A region energetically changing

Changes in the global energy economy mean the Middle East becoming less important to the US, while China, Japan and India fill the gap.

The world energy situation is changing with astonishing rapidity:

Mexico is in the process of changing its petroleum laws and the constitution to permit foreign participation in oil, gas and electricity projects

Canadian oil sands production is increasing exponentially and will continue to do so. If the United States government refuses to approve a pipeline to the refineries in Texas the Chinese will be delighted to finance a pipeline to Vancouver and take all the oil Canada can supply.

The United States is in the middle of an energy revolution. New technologies, especially horizontal drilling ("fracking") has already led to natural gas self-sufficiency and similar techniques have increased domestic oil production by over two million barrels a day and rising. Federal dithering on approving additional pipelines has simply led to the movement of the oil by truck and rail. Soon the US will be entirely independent from Middle Eastern oil suppliers, which already only account for 13% of imports.

Environmental concerns have delayed similar developments in Europe, but they will in all likelihood be overcome and Europe will also enjoy a gas and perhaps oil boom.

Israel, of course, because of the offshore finds and new drilling techniques is self-sufficient in natural gas and may also be able to supply its petroleum needs in the not-distant future. Sometimes overlooked is the equally significant fact that, as of the completion of one more giant desalinization plant next year, it will also have abundant fresh water for the first time in history.

In geo-strategic terms what does all this frenetic activity mean for Israel? In the first place abundant domestic supplies of hydrocarbons is an obvious strategic plus, although it must not be forgotten that offshore oil and gas facilities are vulnerable to terrorist attack.

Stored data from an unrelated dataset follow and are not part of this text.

PR #46, opened 2019-02-28
T2D-271 Add Cucumber test for metadata API

Zhicheng-Liu:
Adding part of the implementation for now. @iyangar is going to work on the rest.


metadata-ws/pom.xml
```diff
@@ -14,6 +14,10 @@
         <version>1.0-SNAPSHOT</version>
     </parent>
 
+    <properties>
+        <cucumber.version>2.4.0</cucumber.version>
```
selvaebi: why not use the latest version?

metadata-ws/src/test/resources/features/web-resource.feature
```diff
@@ -0,0 +1,154 @@
...
+
+  Scenario: register a web resource successfully
+    When user request POST /webResources with json data:
+    """
+    {
+      "type": "CENTER_WEB",
+      "resourceUrl": "http://www.ebi.ac.uk"
+    }
+    """
+    And the response code should be 201
```
selvaebi: It should be Then instead of And

metadata-ws/src/test/resources/features/web-resource.feature
```diff
@@ -0,0 +1,154 @@
...
+    And set the URL to TEST_WEB_RESOURCE
+
+    When user request GET with value of TEST_WEB_RESOURCE
+    Then the response code should be 200
+    Then the result should have type with value CENTER_WEB
```
selvaebi: It would be better if we have And for the next two lines

metadata-ws/src/test/resources/features/web-resource.feature
```diff
@@ -0,0 +1,154 @@
...
+
+  Scenario Outline: register a web resource with valid URL should succeed
+    When user request POST /webResources with json data:
+    """
+    {
+      "type": "CENTER_WEB",
+      "resourceUrl": "<url>"
+    }
+    """
+    And the response code should be 201
```
selvaebi: Then

metadata-ws/src/test/resources/features/web-resource.feature
```diff
@@ -0,0 +1,154 @@
...
+
+
+  # Few common tests
+  Scenario: perform options
+    When user request OPTIONS with header Access-Control-Request-Method,Origin value GET,http://www.evil-url.com
+    And the response code should be 200
+    Then the Access-Control-Allow-Origin header should be present with actual value http://www.evil-url.com
+    Then the Allow header should contain GET
+
+  Scenario Outline: verify metadata objects are auditable
```
selvaebi: Common tests should be moved to separate feature

metadata-ws/src/test/java/uk/ac/ebi/ampt2d/metadata/cucumber/CommonSteps.java
```diff
@@ -0,0 +1,467 @@
...
+            throws Exception {
+        String[] urlList = valueKey.split(",");
+        for (int index = 0; index < lenght; index++) {
+            CommonStates.getResultActions().andExpect(jsonPath("$.."+className+"["+index+"].."+field+".href")
+                    .value(CommonStates.getUrl(urlList[index])));
+        }
+    }
+
+    @And("^the href list of the (.*) of (.*) has items (.*) and (.*)$")
+    public void checkResponseLinkedObjectHrefList1(String field, String className, String fieldValue1, String fieldValue2)
```
Zhicheng-Liu: `checkResponseLinkedObjectHref`, `checkResponseLinkedObjectHrefListLoop` and `checkResponseLinkedObjectHrefList1` are doing essentially the same check. Could they be merged into one step? Either checking a single item or checking a collection.

metadata-ws/src/test/java/uk/ac/ebi/ampt2d/metadata/cucumber/CommonSteps.java
```diff
@@ -0,0 +1,467 @@
...
+        CommonStates.getResultActions().andExpect(jsonPath("$.."+className+".href")
+                .value(CommonStates.getUrl(valueKey)));
+    }
+
+    @And("^the href list of the (.*) of (.*) (.*) contained in (.*)$")
+    public void checkResponseLinkedObjectHrefListLoop(String field, String className, int lenght, String valueKey)
+            throws Exception {
+        String[] urlList = valueKey.split(",");
+        for (int index = 0; index < lenght; index++) {
+            CommonStates.getResultActions().andExpect(jsonPath("$.."+className+"["+index+"].."+field+".href")
```
Zhicheng-Liu: This is not safe. Please remove the possibilities of out of bound access occuring.

metadata-ws/pom.xml
iyangar: Using 4.2.6 version gives build errors. Is there any compatibility issue?

Zhicheng-Liu: I think so.

metadata-ws/src/test/java/uk/ac/ebi/ampt2d/metadata/cucumber/CommonSteps.java
```diff
@@ -0,0 +1,467 @@
...
+    }
+
+    @When("^user request POST (.*) with json data:$")
+    public void performPostOnResourceUriWithJsonData(String resourceUri, String jsonData) throws Exception {
+        CommonStates.setResultActions(mockMvc.perform(post(resourceUri)
+                .contentType(MediaType.APPLICATION_JSON)
+                .content(jsonData.getBytes())));
+    }
+
+    @When("^user request POST with (.*) for Uri (.*) for stringData (.*) for linkedObjectKey and (.*) for linkedObjectClassName")
```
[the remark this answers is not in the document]
iyangar: requires objectMapper

metadata-ws/src/test/java/uk/ac/ebi/ampt2d/metadata/cucumber/CommonSteps.java
```diff
@@ -0,0 +1,467 @@
...
+    }
+
+    @And("^the href of the class (.*) should be (.*)$")
+    public void checkResponseLinkedObjectHref(String className, String valueKey)
+            throws Exception {
+        CommonStates.getResultActions().andExpect(jsonPath("$.."+className+".href")
+                .value(CommonStates.getUrl(valueKey)));
+    }
+
+    @And("^the href list of the (.*) of (.*) (.*) contained in (.*)$")
```
Zhicheng-Liu: Please use `(\\d*)` for regex matching an integer.

metadata-ws/src/test/java/uk/ac/ebi/ampt2d/metadata/cucumber/CommonSteps.java
```diff
@@ -0,0 +1,467 @@
...
+        }
+    }
+
+    @When("^user request GET for the (.*) with query param (.*)")
+    public void performGetOnResourcesQuery(String className, String param) throws Exception {
+            CommonStates.setResultActions(mockMvc.perform(get("/" + className + "?" + param)));
+    }
+
+    @When("^user request search for the (.*) with param (.*)")
+    public void performSearchOnResources(String className, String param) throws Exception {
```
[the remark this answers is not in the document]
iyangar: Regarding above 3 comments: Different patterns for search with `?` `search` params `=` are made with different inputs Ex: `"/" + className+param`   `"/" + className + "?" + param`   `"/" + className+"/search/"+param`  Hence different statements for each. To use single method we need to pass strings like `studies/search/xxx` `studies?xxx` `studies/xxx` in the feature file. Is this acceptable in Gherkin English statements?

metadata-ws/src/test/java/uk/ac/ebi/ampt2d/metadata/cucumber/CommonSteps.java
Zhicheng-Liu: I have fixed this in 5aaf388.

metadata-ws/src/test/java/uk/ac/ebi/ampt2d/metadata/cucumber/CommonSteps.java
Zhicheng-Liu: This is no longer an issue as it has been removed in 5aaf388.

metadata-ws/pom.xml
Zhicheng-Liu: There are compatibility issues with higher versions for Cucumber and the version of Spring Boot that is currently used. We will address this once we come around to upgrade the Spring Boot version. So, imho, this conversion can be resolved.

metadata-ws/src/test/java/uk/ac/ebi/ampt2d/metadata/cucumber/StudySteps.java
```diff
@@ -0,0 +1,138 @@
...
+    public void performGetOnResources(String className) throws Exception {
+        CommonStates.setResultActions(mockMvc.perform(get("/" + className)));
+    }
+
+    @When("^user request GET for (.*) with query param (.*)")
+    public void performGetOnResourcesQuery(String className, String param) throws Exception {
+        CommonStates.setResultActions(mockMvc.perform(get("/" + className + "?" + param)));
+    }
+
+    @When("^user request POST with (.*) for Uri (.*) for stringData (.*) for linkedObjectKey and (.*) for linkedObjectClassName")
```
Zhicheng-Liu: It looks like this step is used only for creating a new `Taxonomy`. Could you make this more specific and plain? Bear in mind that one point of Cucumber test is for non software developers to write the scenarios.

metadata-ws/src/test/java/uk/ac/ebi/ampt2d/metadata/cucumber/CommonSteps.java
```diff
@@ -0,0 +1,343 @@
...
+        webResourceRepository.deleteAll();
+    }
+
+    @Before
+    public void cleanStates() {
+        CommonStates.clear();
+    }
+
+    @Before
+    public void setNonExitstingUrls() {
```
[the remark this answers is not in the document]
iyangar: Correct, I feel merging this function into cleanStates is better. 
>Could you only set it when you actually need it?
This is also possible, but setter method to be called in few scenarios and its repetition.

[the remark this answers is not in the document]
Zhicheng-Liu: > This is also possible, but setter method to be called in few scenarios and its repetition.
I could only find two scenarios in which the "non-existing" is used and they are both defined in `study.feature`. There is a `Given` step in Gherkin which is "used to describe the initial context of the system", e.g.:
> Given there is a non-existing study

Zhicheng-Liu:
There is an issue with skipped test because of undefined step. If you run test with `mvn test`,  although it says "build success", there is one skipped test:
>Tests run: 138, Failures: 0, Errors: 0, Skipped: 1
>
And it is caused by an undefined step:
>You can implement missing steps with the snippets below:

When("^user request exhaustive search with dates for the studies base release-date and with the parameters: from= and (\\d+)$", (Integer arg1) -> {
    // Write code here that turns the phrase above into concrete actions
    throw new PendingException();
});
>

Zhicheng-Liu:
@iyangar Please fix the build issue mentioned above.

metadata-ws/src/test/java/uk/ac/ebi/ampt2d/metadata/cucumber/CommonSteps.java
```diff
@@ -0,0 +1,349 @@
...
+    }
+
+    @When("^user request OPTIONS with header (.*) value (.*)$")
+    public void performOptionsWithData(String headerList, String valueList) throws Exception {
+        String[] header = headerList.split(",");
+        String[] value = valueList.split(",");
+
+        CommonStates.setResultActions(mockMvc.perform(options("/")
+                .header(header[0], value[0])
+                .header(header[1], value[1])));
```
Zhicheng-Liu: This is not safe. You can't be sure in the future this method is used differently. In fact currently I found this method is used only in one place. Do you really have to parameterise the method? Can you design the step definition differently?

metadata-ws/src/test/java/uk/ac/ebi/ampt2d/metadata/cucumber/StudySteps.java
```diff
@@ -0,0 +1,134 @@
...
+
+@Ignore
+@AutoConfigureMockMvc
+public class StudySteps {
+
+    @Autowired
+    private MockMvc mockMvc;
+
+    @Autowired
+    private ObjectMapper objectMapper;
```
Zhicheng-Liu: The `objectMapper` is not used in this class. It can be removed.

metadata-ws/src/test/resources/features/common.feature
```diff
@@ -0,0 +1,100 @@
+Feature: Common object
```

Keeping Gulf oil sources and supply routes open and accessible, which has dominated Western policy in the region since the the first oil price shock in the l970s will become less and less of a priority for the West. OPEC will be finished as a functioning cartel and oil prices will again be determined by market forces. This is already happening with natural gas prices in the US.

The influence of Russia will decline, along with its population. Right now, Russia has two strategic assets: abundant oil and gas for export and a large nuclear arsenal. At some point in the middle term it will be limited to the arsenal and thus, although immune to outside interference, its ability to exercise regional, much less international influence will be severely restricted. This includes the Middle East, where Putin is trying to fill the power vacuum being created by the retreat of the U.S.

The oil-rich countries of the Middle East will find their markets being restricted more and more to the Far East and South Asia, particularly India, Japan and China.

That, in turn, will mean that the influence of those countries, especially China, will increase as its regional economic importance increases.

Finally, the energy situation as well as geo-political factors such as the confrontation between the northern Shi'a arc dominated by Iran, and the southern Sunni arc dominated by Egypt and Saudi Arabia, continue their confrontation. An eventual nuclear weapons capability on the part of Iran will fundamentally affect this precarious balance, but to balance that the southern arc will increasingly include not just Egypt, Jordan and the states of the Arabian peninsula, but also Israel.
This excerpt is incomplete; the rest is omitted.